For motion with respect to the inertial frame, we have the following relation between radial velocity and angular acceleration:

${\displaystyle a_{t}=2\Omega v_{r}\,\!}$ 

We have that velocity in radial direction is the same in the inertial system and in the rotating system. That is, radial velocity is invariant under coordinate transformation to the rotating coordinate system. (If the origin of the rotating coordinate system is placed on the central axis.) The same goes for angular acceleration: angular acceleration is invariant under coordinate transformation to the rotating coordinate system (if the rotating coordinate system has a constant angular velocity).

Correspondingly: the relation a_t=2Ωv_r is invariant under coordinate transformation to a rotating coordinate system, and so is the relation a_r=2Ωv_t,r.

It is tempting to think that letting the centrifugal term and the expression for the centripetal force drop away against each other means that the centripetal force is not involved in the physics taking place.

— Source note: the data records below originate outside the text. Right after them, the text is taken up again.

PR #1728, opened 2019-10-10
Remove `dynamo` as a valid storage option

rsteneteg:
Signed-off-by: Roger Steneteg <rsteneteg@ea.com>

### DIFF
--- a/CHANGELOG.md
+++ b/CHANGELOG.md
@@ -6,6 +6,7 @@
 * [CHANGE] Remove direct DB/API access from the ruler
 * [CHANGE] Removed `Delta` encoding. Any old chunks with `Delta` encoding cannot be read anymore. If `ingester.chunk-encoding` is set to `Delta` the ingester will fail to start. #1706
 * [CHANGE] Setting `-ingester.max-transfer-retries` to 0 now disables hand-over when ingester is shutting down. Previously, zero meant infinite number of attempts. #1771
+* [CHANGE] `dynamo` has been removed as a valid storage name to make it consistent for all components. `aws` and `aws-dynamo` remain as valid storage names. 
 * [FEATURE] Global limit on the max series per user and metric #1760
   * `-ingester.max-global-series-per-user`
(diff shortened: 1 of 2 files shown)


rsteneteg:
This allows the usage of `store: dynamo` which otherwise would work for the NewIndexClient, but would fail for table-manager when calling the NewTableClient.

bboreham:
Another way to be consistent would be to remove "dynamo", if it never actually worked.
"aws-dynamo" is identical, as far as I can see.
@tomwilkie do you recall why "dynamo" was half-added in #1120 ?

gouthamve:
:+1: to removing `dynamo` if `aws-dynamo` is actually the same thing. @rsteneteg Would you be able to do the change?

rsteneteg:
@gouthamve @bboreham My only concern with removing `dynamo` is that it may break users current configuration.

gouthamve:
We could make a clear note in the changelog? This is a relatively minor
change (easy to fix) and something that is super noticable (rollouts will
fail).

rsteneteg:
For chunks the ObjectClient accepts `aws` and `s3` for S3 storage, since there is no `aws-s3` and for bigtable the option is called just `bigtable` not `gcp-bigtable`, so I think it makes more sense to keep the `dynamo` option over removing it.

bboreham:
The case you are trying to fix is where someone has configured Querier or Ingester with `dynamo` and Tablemanager with `aws-dynamo`, and you want to let them say `dynamo` everywhere ?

In actual fact, letting the centrifugal term and the expression for the centripetal force drop away against each other means that the remaining expression in the equation of motion becomes the relation that is invariant under transformation.

${\displaystyle {\begin{cases}{\dfrac {d^{2}x}{dt^{2}}}=2\Omega {\dfrac {dy}{dt}}\\{\dfrac {d^{2}y}{dt^{2}}}=-2\Omega {\dfrac {dx}{dt}}\end{cases}}}$ 

This relation can be referred to as the generalized Coriolis effect. The generalized Coriolis effect applies when the amount of centripetal force that is exerted is always the amount that is required for co-rotating motion.